Kids value their possessions, and have distinct ideas about style and their own sense of taste, and some kids like to have a lot of stuff and some kids are more minimalist, but all kids (at least all the kids I’ve ever known) have a fairly deep of justice, and respect for property, and how stealing is wrong.

All kids over three, that is. Toddlers live by stealing.

Kids have big emotions, just like adults do. The only difference is that they’re not as practiced at masking or stuffing them, mainly because they a) don’t feel the social pressure that we feel and b) don’t have years of forced training in how to stifle, stuff, mask, ignore or otherwise disown their emotions.

Of course, that doesn’t mean that temper tantrums and screaming are great courses of action, but the emotional needs aren’t different. Adults have learned to lash out in different ways, so the only real difference here is education. Frankly, I’m not sure that a good scream-and-sob fest followed by an exhausted nap wouldn’t do us all more good than our lame adult coping mechanisms.

There’s a responsibility factor we have as parents, and that’s the biggest hurdle to jump in letting go of the idea that the adult world is different than or superior to the kid world in any significant way. Because, let’s face it, there are a lot of things that kids are just plain stupid about. Like whether you should ever touch fire. How loud the tv should be. The likelihood of a tornado. When sound effects are appropriate. How many pieces of candy make a handful. Which monsters are actually real (Trump, yes; the five-horned demon goat of Doom Mountain, no).
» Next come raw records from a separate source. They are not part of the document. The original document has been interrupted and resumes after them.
Issue #10816, opened 2024-06-14
[Bug?]: When using Trusted Documents and Auth, the Current User query is not permitted preventing authentication to work properly


dthyresson:
### What's not working?

Reported in Discord Community Help: https://discord.com/channels/679514959968993311/1250945624912957512

---

I'm using dbAuth and have enabled trusted documents as per the docs. I noticed one of the first graphql queries that hits the server is:
query __REDWOOD__AUTH_GET_CURRENT_USER { redwood { currentUser } }

But now with TD enabled, the response is an error message. I checked the trustedDocumentsStore and graphql.ts with the types, but there is nothing for that dbAuth query, thus it fails.

How do I get types and a hash for the getCurrentUser query?

---

The `useCurrentUser` Hook makes a fetch request to the GraphQL api:

```ts
 const response = await globalThis.fetch(globalThis.RWJS_API_GRAPHQL_URL, {
      method: 'POST',
      credentials: 'include',
      headers: {
        'content-type': 'application/json',
        'auth-provider': authImplementation.type,
        authorization: `Bearer ${token}`,
      },
      body: JSON.stringify({
        query:
          'query __REDWOOD__AUTH_GET_CURRENT_USER { redwood { currentUser } }',
      }),
    })
```

When using Trusted Documents,  instead of sending the query, a hashId of the trusted typed document generated via codegen is sent via Apollo client and then validated on the GraphQL server against a know store of hashes to allow only trusted queries and mutations to execute.

Because:

* this query is done via fetch and not Apollo
* this hook is on the web side in auth and has no knowledge of if trusted documents is set to be used
* has no knowledge of hashid documents 
* and since the actual query is not present in the project, GraphQL codegen never generates a hashed for that query

the id for the document cannot be sent for that query to be checked.

As a result, since `redwood.currentUser` never returns, the app's auth state isn't properly set and one cannot login.

### How do we reproduce the bug?

1. Create test-project
2. setup trusted documents; see: https://redwoodjs.com/docs/graphql/trusted-documents#configure-trusted-documents
3. try to sign up
4. try to login

### Are you interested in working on this?

- [X] I'm interested in working on this

PR #10817, opened 2024-06-14
fix(auth): Allows RedwoodAuthCurrentUserQuery when using Auth, GraphQL and Trusted Documents

dthyresson:
Fixes https://github.com/redwoodjs/redwood/issues/10816

This is a draft proposal to allow authentication to function as expected when using Trusted Documents.

See the issue above for more detail.

One way to solve is to allow an arbitrary ad-hoc query -- but just a very narrow and well-defined (aka trusted so-to-speak) one.

The plgin for persisted operations lets one define what can bypass trusted docs hash id checks: https://the-guild.dev/graphql/yoga-server/docs/features/persisted-operations#allowing-arbitrary-graphql-operations

So, we can use that in the useTrustedDocuments plugin to just allow that specific request.

```
const REDWOOD__AUTH_GET_CURRENT_USER_QUERY =
  '{"query":"query __REDWOOD__AUTH_GET_CURRENT_USER { redwood { currentUser } }"}'
```

When using Redwood Auth, we want to allow the known, trusted `redwood.currentUser` query to be executed without a persisted operation.

This is because the `currentUser` query is a special case that is used to get the current user from the auth provider.

We'll check if the request is for the `currentUser` query and has the correct headers which are set by the useCurrentUser hook in the auth package.

The usePersistedOperations plugin relies on this function to determine if a request should be allowed to execute via its allowArbitraryOperations option.

By checking for that very exact string, and that there is a content type header, an auth-provider header and an authorization header then we can allow this to execute.

The auth provider will still be used by the apes getCurrentUser resolver to determine if the credentials whatever they are are valid.

Needs discussion.


Josh-Walker-GM (approved):
Looks good. We discussed this and everyone was happy with the approach to let this particular query bypass the persisted operation logic.

PR #10826, opened 2024-06-17
chore(esm/cjs): Build rwjs/web to cjs with new build system

dac09:
This PR swaps the babel build process for esbuild, as a first step of converting the web package to ESM/CJS. 

In order to get this to work I had to manually import React in all of the source files with JSX, as it was being autoimported by a babel plugin. I think this is better than just adding another plugin to our build step (keep it vanilla!) 

Tested with auth
✅ legacy
✅ ssr-streaming

Tested with kitchen sink
✅ RSC

**Note:** 
I had to change the "remove from bundle" plugin. It took a lot of experimentation, but switching to esm syntax seems to fix it in all cases.


Josh-Walker-GM (approved):
Nice, looks good to me. There appear to be 4 files deleted from the dist but there are all test files which should never have been there to start with. CI being green is confidence enough for me with the dist having the same files. Looking forward to moving more of our code over and then to esm.

PR #10831, opened 2024-06-17
chore(codemods): Remove pre v1 related content

Josh-Walker-GM:
**Problem**
Code scanning is complaining about having syntax errors in certain old codemod files. It's not a big deal and perhaps we could have fixed whatever it was complaining about but there's no real reason to have this very old - and arguably no longer relevant - code in the repo. For reference v1 was released over 2 years ago. These codemods will continue be available in previously published versions on NPM. 

**Changes**
1. Removes all codemods intended for versions pre v1.0.0.

**Notes**
I marked this as next release major just so it's easier to communicate that we dropped these packages as of vX rather than as of vX.Y.Z.


Tobbe:
Good call! Thanks for cleaning things up 🧹

Tobbe (approved):

PR #10849, opened 2024-06-18
feat(dbAuth): Prompt for creating User table

Tobbe:
Add support for passing `--createUserModel` (or just `-u`) to `yarn rw setup auth dbAuth`.
Also adds a prompt for creating the user model

If a User model already exists:
 * The user will *not* be prompted to create one
 * If `-u` is passed together with `-f`, another User model will be crated (so now there'll be two)
 * If `-u` is passed without `force` setup will fail


cannikin:
* Should we include `createdAt` and `updatedAt` columns? Especially for `User` those seem like very handy columns to have in there by default
* Docs?

Tobbe:
> * Should we include `createdAt` and `updatedAt` columns? Especially for `User` those seem like very handy columns to have in there by default

I updated to model to look like this now. Is this what you had in mind?
```
model User {
  id                  Int       @id @default(autoincrement())
  createdAt           DateTime @default(now())
  updatedAt           DateTime @updatedAt
  email               String    @unique
  hashedPassword      String
  salt                String
  resetToken          String?
  resetTokenExpiresAt DateTime?
}
```

> * Docs?

I looked at our current docs, and we didn't really list cli options or anything like that from what I could tell. And I also figured it'd be pretty self documented in that you'd be prompted when you run the setup command

cannikin:
Nice! Not to be a nitpicker, but I always put them at the end of the list: Prisma will create them in the order you define them, and when you go to your DB in a GUI it's nice that they're at the end of the table—you don't have to always scroll past them to get to the data you actually care about (email, etc)

Tobbe:
> I always put them at the end of the list

Done

PR #10868, opened 2024-06-21
Convert @redwoodjs/web to ESM/CJS dual package

dac09:
This PR changes redwoodjs/web to a cjs/esm dual package!

There's a lot of hackery to get it all working, but some key unusual changes to make it work:

**1. Force importing from cjs files of apollo** 
We do this for prerender primarily, because using the normal imports ends up failing here. Apollo team will be updating their package so that direct cjs imports will have types too (and we can remove ts-expect-error).

When they release Apollo 4.x - they will introduce the exports field, and we will need to remove the CJS imports.

**2. Completely disables HelmetProvider in SSR/RSC**
Helmet is not actually used in the SSR+ builds, it uses the internal version - `PortalHead` - to achieve similar results. As before, some features like title templates aren't supported here.

I had to do this because I could not get react-helmet-async to reliably import in all conditions - it either breaks one or the other between legacy and ESM builds (SSR/RSC)

**3. I had to alias `@redwoodjs/web/apollo` in storybook-webpack** 
I don't understand exactly why, but importing from the CJS version (which webpack correctly picks) does not work in storybook for the Cell success state. It is very likely a dual package hazard, but I can't quite connect the dots as to why changing the import to ESM fixes it.

**4. I left the bins as CJS**
Since we're building both, I elected to keep it simpler leaving the bins as before

**5. Removing babel transforms means we need to import React in all components**
We had a babel plugin do autoimports for React, without it we need to make sure all files containing JSX has an import to React.

Other insights useful for anyone else trying to do a dual package conversion:

**Red squiggles on existing projects - "cannot import ESM from CJS module"**
These don't happen anymore, because we need to generate _different_ types for CJS. See web/build.mts. 

**Pay attention to the commits**
I made a real effort to commit carefully so you can see what changes maybe required to get stuff working. I'll write this up too.

--- 
**Tasks:**
- [x] Remove "web/dist" imports throughout the framework. 
I will do this in a follow up PR
- [x] Asset import types


dac09:
Nearly there, apart from cleanup only thing not seemingly working is the Waterfall blog post in storybook-webpack. 

Manual testing on storybook-vite, and on dev shows that it's actually ok. 

I'll keep investigating a bit today, but if we're removing storybook-webpack, may not be worth the effort.

dac09:
Ready to start reviewing @Josh-Walker-GM - I still have a bit of cleanup left, but should be good to start looking through :) Thanksssss

Josh-Walker-GM (approved):
Looking through everything there isn't anything that sticks out as too unusual. We've talked through some of the changes here and they make sense. 

Thanks for documenting the apollo client import cjs/typescript issue as that was something that I hadn't seen before and was a bit different.

It all looks fine and if CI is happy then I too am happy. As you said we will only get better at understanding all this and can tidy up bits and pieces as we do so.

PR #10888, opened 2024-06-28
fix(prerender): Fold output to prevent crashing on large prerender counts

Josh-Walker-GM:
**Problem**

A user highlighted on our [forum](https://community.redwoodjs.com/t/prerender-maximum-callstack-size-exceeded/7256) that when you prerender a large number of routes the CLI crashes.

This appears to be a result of having too many Listr tasks in our CLI output.

**Changes**
1. If the number of routes for a particular route is beyond some threshold we fold the output into one task. Instead of showing each individual route we show the route's name a progress indicator.


Tobbe (approved):
I haven't tried the code, but I think the general approach sounds good

Tobbe (approved):
I haven't tried the code, but I think the general approach sounds good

But as I make that list, it becomes clear that the only real difference between an adult and a kid is education and experience. We know more stuff because we’ve been alive longer, and that’s really it. Sure, we’re more developed physically and mentally, too. But that’s not always an advantage. Right now I’m aging and getting slower in the brain and creakier in the joints and they wake up on fire for the day, every day. Plus the developmental differences are fairly small compared to the educational/experiential differences.

I guess our job is to help them learn the important stuff, and learn how to learn more as they want to, and help them experience as much life (the good of it, preferable, which is a lot) as they can.
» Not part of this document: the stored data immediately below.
PR #10901, opened 2024-07-02
chore(esm): Fix project-config dual packaging

dac09:
This PR changes the build and exports for `@redwoodjs/project-config`.

**Before**
❌ trying to import project-config with `moduleResolution: next` 

**Now**
✅ Can import

This also brings it inline with how we're doing dual packages elsewhere, where we output `dist/*.js` for ESM and `dist/cjs/*.js` for CJS.

### DIFF
--- a/packages/project-config/build.ts
+++ b/packages/project-config/build.ts
@@ -1,3 +1,5 @@
+import { writeFileSync } from 'node:fs'
+
 import { build, defaultBuildOptions } from '@redwoodjs/framework-tools'
 
 // ESM build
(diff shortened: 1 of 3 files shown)


dac09:
@Josh-Walker-GM mind doing a quick scan through? 

We'll need this when we try to set `moduleResolution: "nodenext"` on rwjs/vite!

dac09:
Whooops, I misread half of Josh's message and merged it. We can revert if there are any issues here!

PR #10902, opened 2024-07-02
Updates document template to use exports field for htmlTags

dac09:
Since we have the exports field, we can avoid using `@redwoodjs/web/dist` - specifically in SSR and RSC templates.

I haven't gone as far as removing the export from the web/index.ts yet though.

### DIFF
--- a/__fixtures__/test-project-rsa/web/src/Document.tsx
+++ b/__fixtures__/test-project-rsa/web/src/Document.tsx
@@ -1,7 +1,8 @@
 import React from 'react'
 
-import { Css, Meta } from '@redwoodjs/web/dist/components/htmlTags'
-import type { TagDescriptor } from '@redwoodjs/web/dist/components/htmlTags'
+import { Css, Meta } from '@redwoodjs/web/htmlTags'
+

And, of course, we need to help them stay safe while all that education and experience is happening. Because until you have education of or experience with rush-hour traffic and chili mac five-way with extra hot sauce and proselytizers and tin whistles, you don’t know to stay away from them.
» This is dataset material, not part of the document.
PR #11691, opened 2024-10-09
Properly kill dev api-server

callingmedic911:
Changes are:
- await the process where we kill the server process when restarting. So that we don't race the new instance of httpServer with existing ones (while being killed).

But if we could remember that we’re not different creatures inhabiting different worlds, that would be good. We could quit playing weird roles. We would quit seeing ourselves as living two separate lives, or intruding on each other. We could start, I don’t know, interacting instead of parenting. Talking with our kids instead of lecturing them, maybe? Responding with genuine warmth and interest instead of pretending, because if we dropped the roles and dropped the idea of separation, we could enjoy who they are without feeling the need to shape them, as if they are lumps of pizza dough. They are not tiny imperfect incomplete creatures in need of our intervention. They are already all there. Intact. Everything is as it should be. From mind to body to soul, they come to us with what they need, lacking only one thing: someone who loves them to watch their back as they figure life out.